First, we include school district by high school class fixed effects to account for the fact that the
18
eligibility threshold differs by district and class. This has very little impact on the estimates. Second, we include demographic controls, which also change the estimates very little. Third, we run
a doughnut hole regression in which we exclude students exactly on the boundary, because of the
small amount of bunching observed in the running variable. This actually increases the magnitude of our enrollment and graduation estimates by roughly a percentage point, suggesting that
the mild bunching was, if anything, causing us to underestimate the impacts of the scholarship.
Finally, panel C fits quadratic, cubic and quartic polynomials on either side of the threshold, using
the entire sample and a rectangular kernel. This yields similar estimates to those generated by the
local linear regression used as our default specification.
As a final piece of evidence, Figure 7 exploits as a placebo test data from the high school class
of 2004, the one cohort in our data that graduated prior to the scholarship’s existence.

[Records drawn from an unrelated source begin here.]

PR #3361, opened 2022-01-26
feature/ADF-869: Delete previous statements for a property when edited with an empty value

hectoras:
**Associated Jira issue:** [ADF-869](https://oat-sa.atlassian.net/browse/ADF-869)

This pull request fixes the call to `$instance->editPropertyValues()` (near line 140) to just call `removePropertyValues()` or `editPropertyValues()` depending on the value being considered as empty or not.

Previously,
1. The values provided were inserted as-is by calling `editPropertyValues()`, which removed all the values and then inserted the new ones with no conversion, and then
2. `removePropertyValues()` was called for values under the instance being edited **but** using an empty string (`''`) as the matching pattern for the values to be deleted.

This later step may fail in case the RDBMS doesn't _automagically_ turn strings containing only whitespaces into empty strings in step 1 (i.e. if it does not `trim()` the values on insertion behind the scenes). Instead of that, this pull request calls `removePropertyValues()` with no pattern at all, which has the expected behavior of removing all values for the instance being edited before persisting the new ones. 

Additionally, this pull request adds unit tests for the whole data binder class, covering all class methods and branches except the static call to `ServiceManager::getServiceManager()`, that is now wrapped inside a private method to allow injecting the manager from tests.

Note empty values for arrays are still saved ([here](https://github.com/oat-sa/tao-core/blob/7934e85497517172dc10faf1da7935bb3eed5679/models/classes/dataBinding/class.GenerisInstanceDataBinder.php#L118) and [here](https://github.com/oat-sa/tao-core/blob/7934e85497517172dc10faf1da7935bb3eed5679/models/classes/dataBinding/class.GenerisInstanceDataBinder.php#L137)); that is, no filtering is done for arrays but only for string properties.

This pull request supersedes #3339 by providing the intended fix with no additional changes.

---
Self-checks before moving to code review:

- [x] Pull request's target is not master

### DIFF
--- a/models/classes/dataBinding/class.GenerisInstanceDataBinder.php
+++ b/models/classes/dataBinding/class.GenerisInstanceDataBinder.php
@@ -102,7 +102,7 @@ class tao_models_classes_dataBinding_GenerisInstanceDataBinder extends tao_model
                         $instance->removeType($type);
                     }
 
-                    $types = !is_array($propertyValue) ? [$propertyValue] : $propertyValue;
+                    $types = is_array($propertyValue) ? $propertyValue : [$propertyValue];
 
                     foreach ($types as $type) {
                         $instance->setType(new core_kernel_classes_Class($type));
--- a/models/classes/dataBinding/class.GenerisInstanceDataBinder.php
+++ b/models/classes/dataBinding/class.GenerisInstanceDataBinder.php
@@ -122,7 +122,7 @@ class tao_models_classes_dataBinding_GenerisInstanceDataBinder extends tao_model
                             );
                         }
                     } elseif (is_string($propertyValue)) {
-                        if($this->isEmptyValue($propertyValue)) {
+                        if ($this->isEmptyValue($propertyValue)) {
                             $instance->removePropertyValues($prop);
                         } else {
                             $instance->editPropertyValues(
@@ -151,7 +151,7 @@ class tao_models_classes_dataBinding_GenerisInstanceDataBinder extends tao_model
                     new MetadataModified($instance, $propertyUri, $propertyValue)
                 );
             }
-            
+
             return $instance;
         } catch (common_Exception $e) {
             $msg = "An error occured while binding property values to instance '': " . $e->getMessage();
@@ -162,7 +162,7 @@ class tao_models_classes_dataBinding_GenerisInstanceDataBinder extends tao_model
 
     private function isEmptyValue(string $value): bool
     {
-        return '' === $value || ' ' === $value || strlen(trim($value)) == 0;
+        return strlen(trim($value)) === 0;
     }
 
     private function getEventManager(): EventManager
--- a/models/classes/dataBinding/class.GenerisInstanceDataBinder.php
+++ b/models/classes/dataBinding/class.GenerisInstanceDataBinder.php
@@ -18,13 +18,18 @@
  * Copyright (c) 2002-2008 (original work) Public Research Centre Henri Tudor & University of Luxembourg (under the project TAO & TAO2);
  *               2008-2010 (update and modification) Deutsche Institut für Internationale Pädagogische Forschung (under the project TAO-TRANSFER);
  *               2009-2012 (update and modification) Public Research Centre Henri Tudor (under the project TAO-SUSTAIN & TAO-DEV);
- *
+ *               2022 (update and modification) Open Assessment Technologies SA;
  */
 
 use oat\generis\model\OntologyRdf;
+use oat\tao\model\dataBinding\AbstractDataBinder;
+use oat\tao\model\dataBinding\GenerisInstanceDataBindingException;
+use oat\tao\model\event\MetadataModified;
+use oat\oatbox\event\EventManager;
+use oat\oatbox\service\ServiceManager;
 
 /**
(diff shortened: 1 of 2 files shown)


models/classes/dataBinding/class.GenerisInstanceDataBinder.php
```diff
@@ -146,24 +139,38 @@ public function bind($data)
...
             $msg = "An error occured while binding property values to instance '': " . $e->getMessage();
             $instanceUri = $instance->getUri();
             throw new tao_models_classes_dataBinding_GenerisInstanceDataBindingException($msg);
         }
-        
+    }
+
+    private function isEmptyValue(string $value): bool
+    {
+        return '' === $value || ' ' === $value || strlen(trim($value)) == 0;
```
gabrielfs7, line 165: Why do you need this extra comparison? 

```
php > var_dump(trim('              ')); // many spaces
string(0) ""

```

models/classes/dataBinding/class.GenerisInstanceDataBinder.php
```diff
@@ -94,23 +88,22 @@ protected function getTargetInstance()
...
             foreach ($data as $propertyUri => $propertyValue) {
                 if ($propertyUri == OntologyRdf::RDF_TYPE) {
                     foreach ($instance->getTypes() as $type) {
                         $instance->removeType($type);
                     }
-                    if (!is_array($propertyValue)) {
-                        $types = [$propertyValue] ;
-                    }
+
+                    $types = !is_array($propertyValue) ? [$propertyValue] : $propertyValue;
```
gabrielfs7, line 105: I would avoid negation always as possible, since it is less readable.

```suggestion
                    $types = is_array($propertyValue) ? $propertyValue : [$propertyValue];
```

test/unit/models/classes/dataBinding/GenerisInstanceDataBinderTest.php
```diff
@@ -0,0 +1,670 @@
...
+ * You should have received a copy of the GNU General Public License
+ * along with this program; if not, write to the Free Software
+ * Foundation, Inc., 51 Franklin Street, Fifth Floor, Boston, MA  02110-1301, USA.
+ *
+ * Copyright (c) 2022 (original work) Open Assessment Technologies SA.
+ */
+
+declare(strict_types=1);
+
+namespace oat\tao\test\unit\model\action;
```
gabrielfs7, line 23: Are you sure about the namespace?

models/classes/dataBinding/class.GenerisInstanceDataBinder.php
```diff
@@ -129,13 +122,13 @@ public function bind($data)
...
-                        if (strlen(trim($propertyValue)) == 0) {
-                            //if the property value is an empty space(the default value in a select input field), delete the corresponding triplet (and not all property values)
-                            $instance->removePropertyValues($prop, ['pattern' => '']);
+                        if($this->isEmptyValue($propertyValue)) {
+                            $instance->removePropertyValues($prop);
+                        } else {
+                            $instance->editPropertyValues(
+                                $prop,
+                                $propertyValue
+                            );
```
gabrielfs7, line 131: Missing small space. 

```suggestion
                        if ($this->isEmptyValue($propertyValue)) {
                            $instance->removePropertyValues($prop);
                        } else {
                            $instance->editPropertyValues(
                                $prop,
                                $propertyValue
                            );
```

models/classes/dataBinding/class.GenerisInstanceDataBinder.php
shpran: I think `strlen(trim($value)) === 0` will be enough.

hectoras: It was a sort-of micro-optimization to avoid the function calls in the most common cases. I'll change it to keep just the function calls.

hectoras: :point_right: fdeb3539eb4014036702bc8089116519706a6a43

models/classes/dataBinding/class.GenerisInstanceDataBinder.php
hectoras: Changed :point_right: 83663b774db2ba839cbd60fef93d53856fde82b7 :+1:

test/unit/models/classes/dataBinding/GenerisInstanceDataBinderTest.php
hectoras: :facepalm:

hectoras: Changed: 1b454e8c72d631b6a81e24b9c3b8581c6d29f9af

models/classes/dataBinding/class.GenerisInstanceDataBinder.php
hectoras: Fixed in fdeb3539eb4014036702bc8089116519706a6a43

shpran (approved):

gabrielfs7 (approved):

AntonNeviarouski:
QA verified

In panel A,
we see no evidence of a discontinuity in Adams college enrollment for the class of 2004, compared
to the previously observed clear discontinuity for the classes of 2005-06. Similarly, panel B shows
that students below the threshold have similar six-year graduation rates across the three classes,
whereas students above the threshold in 2005-06 have lower rates than such students in 2004. That
the discontinuities in enrollment and graduation appear only in the years when the scholarship
existed strengthens the case that it is due to the policy itself and not other unobserved factors.
Panel A also highlights that the magnitude of the enrollment impact is large even for students
somewhat far from the threshold. Our regression discontinuity estimates, as well as those based
on difference-in-difference calculations following Figure 7,



 suggest that the Adams Scholarship
induced about 1,000 additional students to enroll in in-state public colleges. IPEDS data reported
by Massachusetts’ public colleges themselves confirms this. Figure 8 plots the reported freshman
enrollment across all Massachusetts public four-year colleges, both for all students and for those
from Massachusetts. There is a clear trend break in 2005, when the Adams Scholarship begins,
due entirely to increased numbers of Massachusetts freshman and of magnitude nearly identical
to our estimate. This implies that the additional students induced into in-state public colleges
did not crowd out other students, instead simply adding to each campus at most a few hundred
students who would not otherwise have enrolled there.